And so it begins…

And so it begins…

The journey from product roadmap to backlog prioritisation is always challenging…

I’ve already written a good portion of the middle-ware for the product post-pilot, but am now realising it’s a pretty big job for one person. Building servers and selecting appropriate EU IaaS providers, adhering to legislation and keeping technically relevant are only small parts of the roadmap.

In 2016 there was a lot of spam going about. At one point I was getting thousands of emails a week of which approximately half were to addresses I’d used explicitly to send SARs (subject access requests).

It wasn’t just appalling re-use of data, it was wanton flaunting of data protection and privacy laws for profit. Some of the attitudes were Facebook-level appreciate of data protection law – including one response to a standard ASA complaint which the ASA uncomfortable and gave a few of us a laugh:

In response to a complain to the ASA; which related to an advertiser (AdView & Roxburghe) buying lists of names and email addresses from Indian data traders; failing to verify or ask for explicit consent and then using those peoples details to send them spam advertising the Roxy services

Fortunately two things happened:

  1. I had acquired a lot of skills & some significant experience in technical fields over the years
  2. The more spam I received, the more data & meta-data I was accumulating on spammers

After a couple of years of trying direct action in the UK County Courts (with mixed success) I realised I could use the meta-data to build an email security product which I could then distribute on open-source. I started tinkering with Python and my usual email client, Gnome Evolution – as it allows you to easily create mail filters which call a script.

That evolved into a much wider capability that I’ve piloted on my own mailbox for the last two years or so. All seems to work reasonably well and efficiently. However after visiting a few of the stands at the InfoSec Europe 2019 trade show at Olympia, I realised there’s a lot of companies selling the same or similar platforms for a lot of money.

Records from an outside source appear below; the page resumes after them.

Issue #4303, opened 2025-01-16
Warlock 11.1 Changes


syrifgit:
# Changes non-specific to 11.1
## Destruction
- `pandemonium` doesn't exist anymore
# 11.1 Warlock changes
## Patch Notes
- [x] [December Initial PTR](https://www.wowhead.com/blue-tracker/topic/us/undermine-d-development-notes-2031155)
- [x] [January 15th](https://www.wowhead.com/news/january-15th-undermine-d-development-notes-class-changes-drive-delve-testing-363229)
- [x] [January 23rd](https://www.wowhead.com/news/patch-11-1-ptr-development-notes-for-1-23-d-r-i-v-e-tier-set-and-class-changes-366223) (not included in the checklist below)
- [x] New Talent Skeleton
## Tier Set
- [x] Season 2 Tier Set
  - [x] Item IDs
  - [x] 2-set Auras and Interactions if applicable
  - [x] 4-set Auras and Interactions if applicable
## Affliction
- [x] **Soul Rot**:
  - [x] Redesigned to deal Shadow damage to the primary target and up to 4 nearby targets.
  - [x] Damage dealt also heals for 50% of the damage done.
## Demonology
- [x] **Doom**:
  - [x] Duration is reduced by 1 second per Soul Shard spent on **Hand of Gul’dan**.
  - [x] Consuming **Demonic Core** no longer reduces **Doom**'s duration.
- [x] **Demonic Calling**:
  - [x] Now has a 20% chance to make the next **Call Dreadstalkers** cost 2 fewer Soul Shards and have no cast time (was 10%).
## Destruction
- [x] **New Talent: Demonfire Infusion**:
  - [x] **Immolate/Wither** periodic damage has a 4% chance to fire a **Demonfire** bolt at 100% increased effectiveness.
  - [x] **Incinerate** has a 25% chance to fire a **Demonfire** bolt at 100% increased effectiveness.
- [x] **Dimension Ripper**:
  - [x] Redesigned to make **Immolate/Wither** periodic damage have a 5% chance to tear open a **Dimensional Rift**.
  - [x] Now a choice against **Dimensional Rift**.
- [x] **Havoc**:
  - [x] Duration increased to 15 seconds (was 12 seconds).
- [x] **Rain of Fire**:
  - [x] Added as a choice node to allow changing targeting from a reticle to the current target.

Bingo176:
**Affliction**

[...]

Issue #4302, opened 2025-01-16
Shaman 11.1 Changes


syrifgit:
# Changes non-specific to 11.1
## Elemental
- `ascendance` spellID
## Restoration
- Added explicit version of `earth_shield` ability
- Converted totem registrations to the new `registerTotems` function
# 11.1 Shaman changes
## Patch Notes
- [x] [December Initial PTR](https://www.wowhead.com/blue-tracker/topic/us/undermine-d-development-notes-2031155)
- [x] [January 15th](https://www.wowhead.com/news/january-15th-undermine-d-development-notes-class-changes-drive-delve-testing-363229)
- [x] [January 23rd](https://www.wowhead.com/news/patch-11-1-ptr-development-notes-for-1-23-d-r-i-v-e-tier-set-and-class-changes-366223) (not included in the checklist below)
- [x] New Talent Skeleton
## Tier Set
- [x] Season 2 Tier Set
  - [x] Item IDs
  - [x] 2-set Auras and Interactions if applicable
  - [x] 4-set Auras and Interactions if applicable
## General Updates
- [x] **Ancestral Guidance**:
  - Removed.
  - Developers’ notes: Intended to reduce overlap between **Ascendance** and **Ancestral Guidance**, especially for Restoration. Encourages intentional global cooldown usage for off-healing utility while reducing reliance on passive group health restoration.
- [x] **Stone Bulwark Totem**:
  - The initial shield is no longer dispellable.
  - Repeating shields remain dispellable.
### Talent Updates
- [x] **Deeply Rooted Elements**:
  - Now triggers based on a small percent chance per Maelstrom spent (instead of a flat chance per spender).
  - Developers’ notes: This ensures abilities like **Elemental Blast** no longer generate fewer **Ascendance** activations over time.
- [x] **Primordial Wave**:
  -  [x] Redesigned to deal significant damage to all targets affected by **Flame Shock**.
- [x] **Ascendance**:
  -  [x] Now requires a target to cast.
  -  [x] **Flame Shock** and **Lava Burst** from activation always strike your primary target.
### General Updates
- [x] **Developers’ notes**: Enhancement Shamans currently rely heavily on **Maelstrom Weapon** spenders for damage, leaving their melee abilities less impactful. These updates aim to redistribute damage to melee abilities and standardize buffs like **Feral Spirits** to apply bonuses regardless of chosen talents.
- [x] **Primordial Storm**:
[...]

Issue #4301, opened 2025-01-16
Rogue 11.1 Changes


syrifgit:
# Rogue
Checklist updated as of [Jan 15th notes](https://www.wowhead.com/news/january-15th-undermine-d-development-notes-class-changes-drive-delve-testing-363229)
- [x] Season 2 Tier Set
  - [x] Item IDs
  - [x] 2-set Auras and Interactions if applicable
  - [x] 4-set Auras and Interactions if applicable

There haven't really been any changes for Rogues yet

syrifgit:
Fully finished as per current patch notes

Issue #4300, opened 2025-01-16
Priest 11.1 Changes


syrifgit:
# Changes non-specific to 11.1
## Discipline
- `InescapableTorment()` function to reduce duplicate code
- Added explicit version of `mindbender` and `power_word_shield` 
- Added a `bolts` field to Penance to be able to dynamically reference the number of expected penance bolt impacts for certain effects
## Shadow
- `InescapableTorment()` function to reduce duplicate code
## Holy
- local `naaruMulti` to simplify various CDR effect calculations
- Support charges for certain holy words
- `lightwell` CDR
# 11.1 Priest Changes
## Patch Notes
- [x] [December Initial PTR](https://www.wowhead.com/blue-tracker/topic/us/undermine-d-development-notes-2031155)
- [x] [January 15th](https://www.wowhead.com/news/january-15th-undermine-d-development-notes-class-changes-drive-delve-testing-363229)
- [x] [January 23rd](https://www.wowhead.com/news/patch-11-1-ptr-development-notes-for-1-23-d-r-i-v-e-tier-set-and-class-changes-366223) (not included in the checklist below)
- [x] New Talent Skeleton
## Tier Set
- [x] Season 2 Tier Set
  - [x] Item IDs
  - [x] 2-set Auras and Interactions if applicable
  - [x] 4-set Auras and Interactions if applicable
#### New Talents
- [x] **Divine Procession** – Smite extends the duration of an active Atonement by 3 seconds.
- [x] **Inner Focus** – Flash Heal, Power Word: Shield, Penance, Power Word: Radiance, and Power Word: Life have a 20% increased chance to critically heal.
- [x] **Twinsight** – An additional 3 Penance bolts are fired at an enemy within 40 yards when healing an ally with Penance, or fired at an ally within 40 yards when damaging an enemy with Penance.
#### Talent Updates
- [x] **Purge the Wicked** renamed to **Encroaching Shadows**:
  - [x] Now causes Shadow Word: Pain to spread instead of overriding it with a new spell.
- [x] **Evangelism**:
  - [x] Heals all targets affected by Atonement for 4200% spell power, split amongst targets healed.
  - [x] Continues to extend Atonement by 6 seconds.
- [x] **Contrition** – Made baseline, now logs as Penance healing.
- [x] **Penance**:
  - [x] Healing now triggers Divine Aegis.
  - [x] Damage and healing now interact with Void Summoner.
- [x] **Power Word: Shield**:
[...]

PR #4328, opened 2025-02-02
11.1 - all 39 specs

syrifgit:
# 11.1 Omnibus Bill - Fully conflict resolved with the destination branch
> [!TIP]
> All itemized patch notes can be seen in the individual class issues/tickets (linked below)
### List of Blizz 11.1 notes addressed by this PR
- [x] December
- [x] Jan 15
- [x] Jan 23 (pretty minor)
- Jan 28 - NOPE. I am doing these after this PR to keep things organized and reduce mistakes. Brain can only hold so many changes at a time. After this is reviewed, fixed if applicable, and merged, I will start a new PR with this branch as the base for the Jan 28th patch notes.
- [x] #4294
  - [x] Proper documentation/notes written
  - [x] Fully tested in-game on PTR
- [x] #4293
  - [x] Proper documentation/notes written
  - [ ] Fully tested in-game on PTR
- [x] #4295
  - [x]  Proper documentation/notes written
  - [x] Fully tested in-game on PTR
- [x] #4301
  - [x] Proper documentation/notes written
  - [x] Fully tested in-game on PTR
- [x] #4303
  - [x] Proper documentation/notes written
  - [x] Fully tested in-game on PTR
- [x] #4300
  - [x] Proper documentation/notes written
  - [ ] Fully tested in-game on PTR
- [x] #4297
  - [x] Proper documentation/notes written
  - [x] Fully tested in-game on PTR
- [x] #4296
  - [x] Proper documentation/notes written
  - [x] Fully tested in-game on PTR
- [x] #4302
  - [x] Proper documentation/notes written
  - [ ] Fully tested in-game on PTR
  - [ ] Final remaining item: Surging Totem - Gains a relocation spell to summon nearby without triggering the global cooldown (6-second cooldown).
- [x] #4292
  - [x] Proper documentation/notes written
  - [ ] Fully tested in-game on PTR
  - [ ] Only remaining item: Ice Lances empowered by Fingers of Frost no longer consume Winter’s Chill.
- [x] #4299
  - [x] Proper documentation/notes written
  - [ ] Fully tested in-game on PTR
  - [ ] Just waiting for Hpal talents to hit PTR
- [x] #4298
  - [x] Proper documentation/notes written
  - [ ] Fully tested in-game on PTR
### Demon Hunter
- My demonsurge rework
- Removal of the last_meta / last_eyebeam stuff
- My implementation for Vengeance sigil CDR using the table
### Evoker
- My timeToOverride stuff /w Pyre and the State.lua change. Is there a better way to do this? The in-game results are great with this method but it might be dumb.
- Using the `runHandler()` to control a bunch of effects. It seems smart but is it? Am I missing anything?
- Aug empowerment function .. upheaval? action? this_action?
- Dragonrage / deep breath loop to run a spell handler 3 times (it does actually trigger the relevent effects 3x sequentially) .. is there a better way to do that  or is this fine?
### Hunter
- Marksmanship
  - My usage / definitions of `max_targets`, `streamlineCostMultiplier`, `streamlineCastMultiplier`, volley `tick()` function. Did I do a big dumb or should it work as written to reference these expressions more dynamically (and reduce repeated code)? Do I need to define anything elsewhere for the volley ticks?
- BM/Surv
  - Double check my `HowlOfThePackLeaderHandler()` implementation? The buff cycling seemed to work in testing but not 100% sure, first time I have really done something like that.
### Windwalker
- The empowered ability implementation
### Frost Mage
- `brainFreeze()` implementation
### Disc priest
- my bolts thing for penance, similar idea to my Marksmanship Rapid Fire stuff


RussellAnas:
Here I was thinking of asking about what the plans are for 11.1 and stumbled upon this thread. Just want to drop in and say, you guys are amazing for already working on upcoming patches while also making sure the current addon works great.

Thank you team!

syrifgit:
Windwalker added

TheWarWithin/DemonHunterHavoc.lua
```diff
@@ -550,15 +577,22 @@ spec:RegisterAuras( {
...
-    inertia = {
+    inertia_damage_buff = { -- find out what simc is gonna use
         id = 427641,
         duration = 5,
-        max_stack = 1,
+        max_stack = 1
+    },
+    -- https://www.wowhead.com/spell=1215159
+    -- Inertia Your next Fel Rush or Felblade increases your damage by 18% for 5 sec.
+    inertia_prep_buff = { -- find out what simc is gonna use
```
Hekili, line 588: More likely than not, `inertia_prep_buff` will be `inertia_trigger` and `inertia_damage_buff` will be `inertia`.  Should probably use these names for APL backward compatibility (can use `copy = "inertia_trigger",` and keep using these new names for internal clarity.

TheWarWithin/DemonHunterHavoc.lua
```diff
@@ -582,18 +616,18 @@ spec:RegisterAuras( {
...
-        meta = {
+        --[[meta = {
             extended_by_demonic = function ()
                 return false -- disabled in 8.0:  talent.demonic.enabled and ( buff.metamorphosis.up and buff.metamorphosis.duration % 15 > 0 and buff.metamorphosis.duration > ( action.eye_beam.cast + 8 ) )
             end,
-        },
+        },--]]
     },
-    momentum = {
+    exergy = {
```
Hekili, line 629: Fair chance this will still/also be referrred to as `momentum` in SimC; should make a `copy` so both names are supported.

TheWarWithin/DemonHunterHavoc.lua
```diff
@@ -661,9 +695,6 @@ spec:RegisterAuras( {
         max_stack = 1
     },
     reavers_glaive = {
```
Hekili, line 700: ?

syrifgit: The old version with a duration and stacks and an id wasn't a real aura in the first place. So I have this empty one just to use for `buff` / `nobuff`. I could put a 3600 duration and max stack?

TheWarWithin/DemonHunterHavoc.lua
```diff
@@ -1857,10 +1854,15 @@ spec:RegisterAbilities( {
         texture = function() return talent.demonic_intensity.enabled and buff.metamorphosis.up and 135794 or 1344649 end,
 
         handler = function ()
+            if IsSpellKnownOrOverridesKnown(452487) then
```
Hekili: This looks to be already addressed in `reset_precast` when you apply `demonsurge_consuming_fire` based on the spell overlay?  If we do this here, we are delaying/preventing the addon from reacting to the update.  Do we need to use `IsSpelllKnownOrOverridesKnown` in `reset_precast`?

What does this resolve?

TheWarWithin/DemonHunterHavoc.lua
syrifgit: I'll add the copies for now for all the momentum/inertia/exergy stuff

TheWarWithin/DemonHunterHavoc.lua
```diff
@@ -1933,19 +1925,24 @@ spec:RegisterAbilities( {
                 gainCharges( "consuming_fire", 1 )
             end
 
-            if level > 19 then stat.haste = stat.haste + 10 end
+            stat.haste = stat.haste + 10
+            -- Legacy
+            if IsSpellKnownOrOverridesKnown( 317009 ) then
```
Hekili: `if covenant.venthyr then` ?

TheWarWithin/DemonHunterVengeance.lua
```diff
@@ -29,136 +29,167 @@ spec:RegisterResource( Enum.PowerType.Fury, {
         interval = 1,
         value = 2
     },
+    -- 5 fury every 2 seconds for 8 seconds
+    student_of_suffering= {
```
Hekili: Missing a space.  :)

State.lua
```diff
@@ -7499,6 +7499,19 @@ function state:TimeToReady( action, pool )
     local wait = self.cooldown[ action ].remains
     local ability = class.abilities[ action ]
 
+    -- Early exit for timeToReadyOverride. This is to fix the fact that some spells show as unavailable in game even though
+    -- the addon knows that it will become available on the next GCD due to a guaranteed buff/proc
+    if ability.timeToReadyOverride then
```
Hekili, line 7505: Hmm, I need to know more about this -- normally, we address this with a virtual buff or other modifier in `reset_precast`, so it's one-and-done.

TheWarWithin/DemonHunterHavoc.lua
syrifgit: -- Consuming Fire, needed because they aren't split into 2 separate ability registrations

Because the code inside the `if IsSpellKnownOrOverridesKnown(452487) then` shouldn't be run if you're casting the regular version of immolation, but the way it was set up was only a single ability registration. To remove this we would have to construct the consuming fire registration and separate the handler logic between the 2 as appropriate.

Maybe it's redundant with the talent + buff up check?

TheWarWithin/DemonHunterHavoc.lua
syrifgit: Sure, that's more clear (and maybe less expensive?)

TheWarWithin/DemonHunterVengeance.lua
```diff
@@ -1112,41 +1173,10 @@ spec:RegisterAbilities( {
 
         start = function ()
             applyBuff( "fel_devastation" )
-
-            -- This is likely repeated per tick but it's not worth the CPU overhead to model each tick.
-            if legendary.agony_gaze.enabled and debuff.sinful_brand.up then
-                debuff.sinful_brand.expires = debuff.sinful_brand.expires + 0.75
-            end
+            if talent.demonic.enabled then TriggerDemonic() end
```
Hekili, line 1176: This happens on cast, instead of at the end of the channel?

TheWarWithin/DemonHunterVengeance.lua
```diff
@@ -1177,43 +1207,17 @@ spec:RegisterAbilities( {
 
         start = function ()
             applyBuff( "fel_devastation" )
-            removeBuff( "demonsurge_fel_desolation" )
-            if talent.demonic_intensity.enabled then addStack( "demonsurge" ) end
 
-            -- This is likely repeated per tick but it's not worth the CPU overhead to model each tick.
-            if legendary.agony_gaze.enabled and debuff.sinful_brand.up then
-                debuff.sinful_brand.expires = debuff.sinful_brand.expires + 0.75
+            if talent.demonic_intensity.enabled and buff.demonsurge_fel_Desolation.up then
```
Hekili: Big `D`

State.lua
syrifgit: Definitely open to implementing another way, this is just what I came up with that achieved the desired result. Can leave it commented out for now (and its partner line in Devasation Evoker Pyre ability registration) as it's not specific to 11.1, just a general improvement.

TheWarWithin/DemonHunterVengeance.lua
```diff
@@ -1346,18 +1347,24 @@ spec:RegisterAbilities( {
             end
         end,
 
+        tick = function ()
+            if talent.charred_flesh.enabled and debuff.fiery_brand.up then applyDebuff( "target", debuff.fiery_brand.remains + 0.25 * talent.charred_flesh.rank ) end
```
Hekili: Let's only check the talent 1x.

```Lua
if talent.charred_flesh.enabled then return false end
    if debuff.fiery_brand.up then ...
    if debuff.sigil_of_Flame.up then ...
end
```

TheWarWithin/DemonHunterVengeance.lua
syrifgit: Yep, fully tested in game for both veng and havoc. It used to give 5 (or 6 or whatever) seconds at the end of eye beam, now it gives 7 seconds the instant you start channeling. No idea when that change happened, but it did at some point. DH and hunter are probably the most in-game validated/tested.

The way I set up the logic/rules for extensions between demonic and meta, and which demonsurge things re-apply, is also fully tested and confirmed in-game.

TheWarWithin/DruidFeral.lua
```diff
@@ -55,155 +55,175 @@ spec:RegisterResource( Enum.PowerType.Mana )
...
+    doubleclawed_rake              = {  82086, 391700, 1 }, -- Rake also applies Rake to 1 additional nearby target.
+    dreadful_bleeding              = {  82117, 391045, 1 }, -- Rip damage increased by 20%.
+    feral_frenzy                   = {  82108, 274837, 1 }, -- Unleash a furious frenzy, clawing your target 5 times for 28,039 Physical damage and an additional 185,420 Bleed damage over 4.8 sec. Awards 5 combo points.
+    frantic_momentum               = {  82115, 391875, 2 }, -- Finishing moves have a 3% chance per combo point spent to grant 10% Haste for 6 sec.
+    incarnation_avatar_of_ashamane = {  82114, 102543, 1 }, -- An improved Cat Form that grants all of your known Berserk effects and lasts 20 sec. You may shapeshift in and out of this improved Cat Form for its duration. During Incarnation: Energy cost of all Cat Form abilities is reduced by 25%, and Prowl can be used once while in combat. Generate 1 combo point every 1.5 sec. Combo point generating abilities generate 1 additional combo point. Finishing moves restore up to 3 combo points generated over the cap. All attack and ability damage is increased by 15%.
```
Hekili, line 152: The spec-specific Incarnation needs to be duplicated as `incarnation` (same applies to each Druid spec).

TheWarWithin/DruidFeral.lua
```diff
@@ -55,155 +55,175 @@ spec:RegisterResource( Enum.PowerType.Mana )
...
-    doubleclawed_rake              = { 82086, 391700, 1 }, -- Rake also applies Rake to 1 additional nearby target.
-    dreadful_bleeding              = { 82117, 391045, 1 }, -- Rip damage increased by 20%.
-    feral_frenzy                   = { 82108, 274837, 1 }, -- Unleash a furious frenzy, clawing your target 5 times for 26,074 Physical damage and an additional 185,091 Bleed damage over 6 sec. Awards 5 combo points.
-    frantic_momentum               = { 82115, 391875, 2 }, -- Finishing moves have a 3% chance per combo point spent to grant 10% Haste for 6 sec.
-    incarnation                    = { 82114, 102543, 1 }, -- An improved Cat Form that grants all of your known Berserk effects and lasts 20 sec. You may shapeshift in and out of this improved Cat Form for its duration. During Incarnation: Energy cost of all Cat Form abilities is reduced by 20%, and Prowl can be used once while in combat. Generate 1 combo point every 1.5 sec. Combo point generating abilities generate 1 additional combo point. Finishing moves restore up to 3 combo points generated over the cap. All attack and ability damage is increased by 10%.
```
Hekili, line 128: Here's the Incarnation that we lost with the refresh.

TheWarWithin/DruidFeral.lua
```diff
@@ -2568,12 +2616,16 @@ spec:RegisterAbilities( {
         toggle = "interrupts",
         interrupt = true,
 
-        form = function () return buff.bear_form.up and "bear_form" or "cat_form" end,
+        form = function () if talent.fluid_form.enabled then
```
Hekili: The formatting of this function tells me that you hate me.

TheWarWithin/DruidGuardian.lua
```diff
@@ -62,160 +61,178 @@ spec:RegisterResource( Enum.PowerType.Energy )
...
-    galactic_guardian             = { 82145, 203964, 1 }, -- Your damage has a 5% chance to trigger a free automatic Moonfire on that target. When this occurs, the next Moonfire you cast generates 8 Rage, and deals 300% increased direct damage.
-    gore                          = { 82126, 210706, 1 }, -- Thrash, Swipe, Moonfire, and Maul have a 15% chance to reset the cooldown on Mangle, and to cause it to generate an additional 4 Rage.
-    gory_fur                      = { 82132, 200854, 1 }, -- Mangle has a 15% chance to reduce the Rage cost of your next Ironfur by 25%.
-    guardian_of_elune             = { 82140, 155578, 1 }, -- Mangle increases the duration of your next Ironfur by 3 sec, or the healing of your next Frenzied Regeneration by 20%.
-    improved_survival_instincts   = { 82128, 328767, 1 }, -- Survival Instincts now has 2 charges.
-    incarnation                   = { 82136, 102558, 1 }, -- An improved Bear Form that grants the benefits of Berserk, causes Mangle to hit up to 3 targets, and increases maximum health by 30%. Lasts 30 sec. You may freely shapeshift in and out of this improved Bear Form for its duration.
```
Hekili, line 138: Save `incarnation`.

TheWarWithin/DruidGuardian.lua
```diff
@@ -1963,13 +2006,17 @@ spec:RegisterAbilities( {
 
         talent = "skull_bash",
         startsCombat = true,
-
+        form = function () if talent.fluid_form.enabled then
```
Hekili: 🤮

TheWarWithin/DruidRestoration.lua
```diff
@@ -19,116 +19,137 @@ spec:RegisterResource( Enum.PowerType.Rage )
...
+    grove_tending               = {  82047, 383192, 1 }, -- Swiftmend heals the target for 37,681 over 9 sec.
     harmonious_blooming         = {  82065, 392256, 1 }, -- Lifebloom counts for 3 stacks of Mastery: Harmony.
     improved_ironbark           = {  82081, 382552, 1 }, -- Ironbark's cooldown is reduced by 20 sec.
     improved_regrowth           = {  82055, 231032, 1 }, -- Regrowth's initial heal has a 40% increased chance for a critical effect if the target is already affected by Regrowth.
     improved_wild_growth        = {  82045, 328025, 1 }, -- Wild Growth heals 1 additional target.
-    incarnation                 = {  82064,  33891, 1 }, -- Shapeshift into the Tree of Life, increasing healing done by 10%, increasing armor by 120%, and granting protection from Polymorph effects. Functionality of Rejuvenation, Wild Growth, Regrowth, Entangling Roots, and Wrath is enhanced. Lasts 30 sec. You may shapeshift in and out of this form for its duration.
```
Hekili: Save it.

TheWarWithin/DruidGuardian.lua
syrifgit: Interesting. I wonder if they were originally manually renamed? If not I can take a peek at the skeleton generator after the 123815 other items are done.

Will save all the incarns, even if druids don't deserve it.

However none of them seemed to interact with spam email the way I was designing my product.

Which brings us to the subject of this blog – an email security product code-named “Ringo Dingo”, after asking for suggestions from everyone at home. Next time perhaps I’ll pick a random word from a dictionary.

So I needed a way of tracking the random thoughts crossing my brain about it, rather than forget something critical or unusual that would be good to add to the overall capability. I started using my usual kanban, Trello, to log ideas and triage the good stuff from the crap, and have progressed all workable options to Gitlab.com boards.

The pilot is pretty much done and dusted, so I started redesigning Ringo Dingo as middleware – which would enable the access from any mail client or MTA. What was missing was a book of progress on the overall piece… which is where this blog comes in.

My other blogs focuses on other topics relating to data protection whereas the this record is purely R&D.